Don’t see how this can be claimed.
A simple classical pool of water with two points independently generating waves of exactly the same frequency will generate waves that overlap each other and can be observed alone a line some distance from both sources. Even if the sources are out of phase that phase difference between the independent sources would remain fixed as the frequencies are the same. You would still find points along the observation line of complete constructive interference with the waves doubling in size. And points in-between those constructive points where there is destructive interference and no wave or change in water height at all. How much more of a matching classical analog could they expect? I see no interesting test here that would indicate anything.
 
  • #3
RandallB said:
Don’t see how this can be claimed.
A simple classical pool of water with two points independently generating waves of exactly the same frequency will generate waves that overlap each other and can be observed alone a line some distance from both sources. Even if the sources are out of phase that phase difference between the independent sources would remain fixed as the frequencies are the same. You would still find points along the observation line of complete constructive interference with the waves doubling in size. And points in-between those constructive points where there is destructive interference and no wave or change in water height at all. How much more of a matching classical analog could they expect? I see no interesting test here that would indicate anything.

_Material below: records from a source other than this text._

PR #86, opened 2024-02-25
Migrate lib/src/crypto_subtle.dart to use `dart:js_interop`

### LINKED ISSUE #83: Migrate lib/src/crypto_subtle.dart to use `dart:js_interop`
Using `dart:js_interop` or `package:web` instead of other libraries will make this wasm-ready.

Migrating https://github.com/google/webcrypto.dart/blob/master/lib/src/crypto_subtle.dart should be possible.

koji-1009:
Migrate web crypto api  code to `dart:js_interop`.

I have added `JS` to class names, like `JSWindow`, to distinguish it from classes that are not related to `dart:js_interop`. But if this is unnecessary, please point it out in review comments.

close #83

### DIFF
--- a/lib/src/crypto_subtle.dart
+++ b/lib/src/crypto_subtle.dart
@@ -113,7 +113,7 @@ extension type JSSubtleCrypto(JSObject _) implements JSObject {
 
   /// https://developer.mozilla.org/en-US/docs/Web/API/SubtleCrypto/generateKey
   @JS('generateKey')
-  external JSPromise<JSCryptoKey> generateCreptoKey(
+  external JSPromise<JSCryptoKey> generateCryptoKey(
     JSAny algorithm,
     bool extractable,
     JSArray<JSString> keyUsages,
@@ -121,7 +121,7 @@ extension type JSSubtleCrypto(JSObject _) implements JSObject {
 
   /// https://developer.mozilla.org/en-US/docs/Web/API/SubtleCrypto/generateKey
   @JS('generateKey')
-  external JSPromise<JSCryptoKeyPair> generateCreptoKeyPair(
+  external JSPromise<JSCryptoKeyPair> generateCryptoKeyPair(
     JSAny algorithm,
     bool extractable,
     JSArray<JSString> keyUsages,
@@ -422,7 +422,7 @@ Future<JSCryptoKey> generateKey(
   List<String> usages,
 ) async {
   final value = await window.crypto.subtle
-      .generateCreptoKey(
+      .generateCryptoKey(
         algorithm.toJS,
         extractable,
         usages.toJS,
@@ -438,7 +438,7 @@ Future<JSCryptoKeyPair> generateKeyPair(
   List<String> usages,
 ) async {
   final value = await window.crypto.subtle
-      .generateCreptoKeyPair(
+      .generateCryptoKeyPair(
         algorithm.toJS,
         extractable,
         usages.toJS,
--- a/lib/src/crypto_subtle.dart
+++ b/lib/src/crypto_subtle.dart
@@ -19,6 +19,8 @@ library common;
 import 'dart:js_interop';
 import 'dart:typed_data';
 
+import 'package:meta/meta.dart';
+
 import 'jsonwebkey.dart' show JsonWebKey, RsaOtherPrimesInfo;
 
 export 'jsonwebkey.dart' show JsonWebKey;
@@ -554,15 +556,17 @@ Future<ByteBuffer> deriveBits(
   return value.toDart;
 }
 
-extension on List<String> {
+extension ListExtension on List<String> {
+  @visibleForTesting
   JSArray<JSString> get toJS => <JSString>[
         for (final value in this) value.toJS,
       ].toJS;
 }
 
-extension on Algorithm {
+extension AlgorithmExtension on Algorithm {
   /// Create JSON from [Algorithm].
   /// To avoid null properties for keys, eliminate keys whose value is null.
+  @visibleForTesting
   JSAny get toJS {
     final json = <String, Object>{};
     final name_ = name;
--- a/lib/src/crypto_subtle.dart
+++ b/lib/src/crypto_subtle.dart
@@ -171,11 +171,12 @@ extension type JSCryptoKey(JSObject _) implements JSObject {
   ///  * `'private'`
   ///  * `'public'`
   ///  * `'secret'`
+  ///
   /// https://developer.mozilla.org/en-US/docs/Web/API/CryptoKey/type
   external String get type;
 
   /// True, if this key can be extracted.
-
+  ///
   /// https://developer.mozilla.org/en-US/docs/Web/API/CryptoKey/extractable
   external bool get extractable;
 
@@ -188,6 +189,7 @@ extension type JSCryptoKey(JSObject _) implements JSObject {
   ///  * `'deriveBits'`,
   ///  * `'wrapKey'`,
   ///  * `'unwrapKey'`.
+  ///
   /// https://developer.mozilla.org/en-US/docs/Web/API/CryptoKey/usages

Read the paper. If you can show mathematically how classical wave superposition can produce the same results shown in Fig. 3, then write to PRL.

Zz.
 
  • #4
You can read the paper here:

http://arxiv.org/abs/quant-ph/0603048For those who want to find interpretations of Quantum Mechanics in
combination with Classical EM:

If one photon enters the beamsplitter it will be detected only at one
of the two outputs, either one but not at both outputs at the same time.


In this experiment:

If two equal photons enter the beamsplitter at the same time, at
different inputs, (there are two inputs), there will only be something
detected at one of the two outputs, either one, but there won't be
detected anything at both outputs at the same time.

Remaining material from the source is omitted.